Swiss Catholic missionary (1826–1912)

Louis Babel (23 June 1826 – 1 March 1912) was an Oblate priest who might be considered multi-faceted in his career. He was born in Veyrier, Switzerland and received his formal training in Europe before coming to Canada in 1851. He was ordained in Bytown upon his arrival by Bishop Joseph-Bruno Guigues.

His first assignment was as a missionary among the Montagnais (Innu) in the Saguenay region of Lower Canada. He moved from Grande-Baie to Les Escoumins where he began working with Father Charles Arnaud. He and Arnaud would be together for almost 60 years.

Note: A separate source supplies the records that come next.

PR #11328, opened 2026-05-04
fix: suppress false shadowing warning for reimported identical symbols

### LINKED ISSUE #11286: Warning about symbols that shadow the same symbol in the current scope
I am not sure this should prevoke a warning, and ifx and gfortran agree: (filed in a.f90)
```fortran
module a
use, intrinsic :: ISO_FORTRAN_ENV, only: int64
implicit none
end module a

module b
use a
use, intrinsic :: ISO_FORTRAN_ENV, only: int64
implicit none
end module b

program c
use b
implicit none
end program c
```

Output
test$ ifx a.f90
test$ gfortran a.f90
test$ lfortran a.f90
warning: Symbol 'int64' from module 'lfortran_intrinsic_iso_fortran_env' shadows 'int64' in the current scope
 --> a.f90:8:42
  |
8 | use, intrinsic :: ISO_FORTRAN_ENV, only: int64
  |                                          ^^^^^

perhaps a pedantic flag could bring this to the users attention but not be default behaviour?  I am no expert but the program is standard conforming?

Keep up the great work.

opixdown:
fixes #11286

### DIFF
--- a/src/lfortran/semantics/ast_common_visitor.h
+++ b/src/lfortran/semantics/ast_common_visitor.h
@@ -19765,7 +19765,19 @@ public:
         }
         if (ASR::is_a<ASR::Function_t>(*t) &&
             ASR::down_cast<ASR::Function_t>(t)->m_return_var == nullptr) {
-            if (current_scope->get_symbol(local_sym) != nullptr) {
+            bool is_already_defined = false;
+            ASR::symbol_t *imported_sub_sym = current_scope->get_symbol(local_sym);
+            if (imported_sub_sym != nullptr) {
+                if (ASR::is_a<ASR::ExternalSymbol_t>(*imported_sub_sym)) {
+                    ASR::ExternalSymbol_t *ext_sym = ASR::down_cast<ASR::ExternalSymbol_t>(imported_sub_sym);
+                    if (ext_sym->m_external != t) {
+                        is_already_defined = true;
+                    }
+                } else {
+                    is_already_defined = true;
+                }
+            }
+            if (is_already_defined) {
                 diag.add(Diagnostic(
                     "Symbol '" + local_sym + "' from module '" + m->m_name + "' shadows '" + local_sym + "' in the current scope",
                     Level::Warning, Stage::Semantic, {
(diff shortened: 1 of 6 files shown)


HarshitaKalani (approved):

src/lfortran/semantics/ast_common_visitor.h
```diff
@@ -19790,7 +19802,7 @@ class CommonVisitor : public AST::BaseVisitor<Derived> {
                 m->m_name, nullptr, 0, msub->m_name,
                 dflt_access
                 );
-            current_scope->add_symbol(local_sym, ASR::down_cast<ASR::symbol_t>(sub));
+            current_scope->add_or_overwrite_symbol(local_sym, ASR::down_cast<ASR::symbol_t>(sub));
```
certik: The overwrite approach is asking for trouble. At the very least add an assert that we are overwriting with the same symbol. But I would just skip it if the symbol is already there, because perhaps it's already referenced somewhere so it can become dangling when we overwrite?

src/lfortran/semantics/ast_common_visitor.h
```diff
@@ -19765,7 +19765,19 @@ class CommonVisitor : public AST::BaseVisitor<Derived> {
...
+                if (ASR::is_a<ASR::ExternalSymbol_t>(*imported_sub_sym)) {
+                    ASR::ExternalSymbol_t *ext_sym = ASR::down_cast<ASR::ExternalSymbol_t>(imported_sub_sym);
+                    if (ext_sym->m_external != t) {
+                        is_already_defined = true;
+                    }
+                } else {
+                    is_already_defined = true;
+                }
+            }
+            if (is_already_defined) {
```
certik: Let's add a reference test for "run = True" which will show empty, thus not emitting this warning anymore.

src/lfortran/semantics/ast_common_visitor.h
opixdown: Thanks for the review You are right, overwriting is risky. I will update it

PR #11587, opened 2026-05-20
fix: bound index() outer loop by len(string) - len(substring) + 1

HarshitaKalani:


jinangshah21 (approved):

assem2002:
Please resolve conflicts

PR #11588, opened 2026-05-20
fix: skip entry FINAL for converted function result variables

HarshitaKalani:


certik:
Looks like it is failing the finalization tests.

src/libasr/asr_verify.cpp
```diff
@@ -810,15 +810,19 @@ class VerifyVisitor : public BaseWalkVisitor<VerifyVisitor>
         verify_unique_dependencies(x.m_dependencies, x.n_dependencies,
                                    x.m_name, x.base.base.loc);
 
-        // Verify dependencies
+        const std::string marker_prefix = "__lcompilers_marker_";
         for( size_t i = 0; i < x.n_dependencies; i++ ) {
+            std::string dep = std::string(x.m_dependencies[i]);
+            if (dep.rfind(marker_prefix, 0) == 0) {
+                continue;
+            }
```
certik: Can you explain what this is doing? That doesn't seem right to special case some strings in ASR verify.

src/libasr/pass/intent_out_deallocate.cpp
```diff
@@ -175,6 +176,41 @@ class LHSFinalizationVisitor : public PassUtils::PassVisitor<LHSFinalizationVisi
...
+        }
+        if (st->m_parent != nullptr) {
+            st = ASR::down_cast<ASR::Struct_t>(
+                ASRUtils::symbol_get_past_external(st->m_parent));
+        } else {
+            st = nullptr;
+        }
+    }
+    return false;
+}
```
certik: @assem2002 does this fit with the plan to refactor insert deallocate?

certik:
My comment still applies: https://github.com/lfortran/lfortran/pull/11588#discussion_r3289016679.

src/libasr/pass/intent_out_deallocate.cpp
assem2002: As we discussed before `intent_out` related issues is fine to fix here.
I still don't know what the issue to be fixed here.

HarshitaKalani: The issue is that after subroutine_from_function converts a function result into a trailing intent(out) argument, intent_out_deallocate mistakenly treats it like a normal output argument and emits entry-finalization code for it. At that point the result object has not been initialized yet, so we end up finalizing an uninitialized object before the function body executes (finalization_08.f90).

The fix is to run entry-finalization before subroutine_from_function, while the function result is still recognized as m_return_var, which naturally excludes it from this logic.

src/libasr/asr_verify.cpp
HarshitaKalani: You're right. I have now fixed this by moving entry-finalization into pass_intent_out_finalize_on_entry that runs before subroutine_from_function. At that point the function result is still in m_return_var, so it is skipped and no special-casing is needed.

src/libasr/pass/intent_out_deallocate.cpp
```diff
@@ -415,10 +430,19 @@ class IntentOutDeallocateVisitor : public ASR::BaseWalkVisitor<IntentOutDealloca
...
+
+    PassUtils::UpdateDependenciesVisitor u(al);
+    u.visit_TranslationUnit(unit);
+}
+
 void pass_intent_out_deallocate(Allocator &al, ASR::TranslationUnit_t &unit,
                                 const PassOptions &/*pass_options*/) {
-    // Deallocate intent(out) allocatable arguments at function entry
-    IntentOutDeallocateVisitor iod(al);
+    IntentOutDeallocateVisitor iod(al, /*emit_final_only=*/false);
```
certik: This seems really convoluted. So now we have two final visitors, one is `emit_final_only = true`, the other one is false, otherwise they are identical? And we always run them together one after the other? 

Why do we need two visitors like this, why isn't one enough?

assem2002:
currently we're setting reutrn-var that are passed as an argument (return slot) - as `INTENT(OUT)`.
I think we can just avoid setting them as `intent(out)`.
@HarshitaKalani What do you think?

HarshitaKalani:
Closing as not needed anymore.

PR #11591, opened 2026-05-20
fix: ICE for invalid mixed-type CASE range selector 

### LINKED ISSUE #11582: ICE for invalid mixed-type CASE range selector
## MRE

```fortran id="mre7315"
program invalid_case_range
    implicit none

    integer :: value

    select case (value)
        case ('3' : 1.)
    end select
end program invalid_case_range
```

## Output

```text id="out7315"

Internal Compiler Error:
AssertFailed: ASRUtils::extract_type(l_type)->type == ASRUtils::extract_type(r_type)->type
```

## gfortran Behavior

```text id="out7316"

Error: Expression in CASE selector at (1) cannot be REAL(4)
```

opixdown:
fixes #11582

Also added blankspaces in `continue_compilation_1.f90`

### DIFF
--- a/tests/errors/continue_compilation_1.f90
+++ b/tests/errors/continue_compilation_1.f90
@@ -654,6 +654,10 @@ program continue_compilation_1
     dimension :: m(3)
     open(newunit=u, file="test.dat", status="replace", asynchronous=1)
     open(newunit=u, file="test.dat", status="replace", asynchronous="yes", asynchronous="no")
+    select case (bad_x)
+        case ('3' : 1.)
+    end select
+
     contains
     subroutine test_uminus_struct()
         use continue_compilation_1_mod, only: MyClass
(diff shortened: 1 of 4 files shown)


tests/errors/continue_compilation_1.f90
```diff
@@ -652,6 +652,21 @@ program continue_compilation_1
...
+    
+
+
+
+
+
+
+
+
+
```
certik: This changes the diff. I don't know if we need all the "contains" below. Maybe it can be moved into a module. Then we just just keep appending at the end of the file. The above solution doesn't scale, as we'll hit this issue again.

opixdown: i tried moving all the subroutines in the `contains` to module part but it is causing ice

tests/errors/continue_compilation_1.f90
certik, line 684: I think we need to refactor this file. Can you send a PR that moves these subroutines into a module at the top? Then we should be able to keep appending statements at the bottom without disturbing the line numbers in error messages.

opixdown: i tried it but it is causing ice i opened
#11597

Looking back at his long career, Babel is remembered for his dedication and self-sacrifice as a missionary. He had a deep concern for the welfare of the natives and for carrying out the difficult tasks assigned to him. Both Father Babel and Father Arnaud were great observers of their environment and the Indian tribes they served. While Father Arnaud attended his mission along the Lower North Shore, Father Babel led many missionary expeditions to the interior Labrador Plateau. An observation while at Lake Winokapau in 1866, he noted in his diaries a great showing of minerals. Again on a later mission to the Menihek River area more description of the abundance of iron ore.
Many of these notations were used by Quebec Crown Lands to compile base maps. In 1892 a geologist by the name of Albert Peter Low, working for the Geological Survey of Canada, revealed for the first time the vast iron ore deposits and eventually the developments by the Iron Ore Company of Canada of Schefferville and Labrador City.

Mount Babel in Quebec is named after him.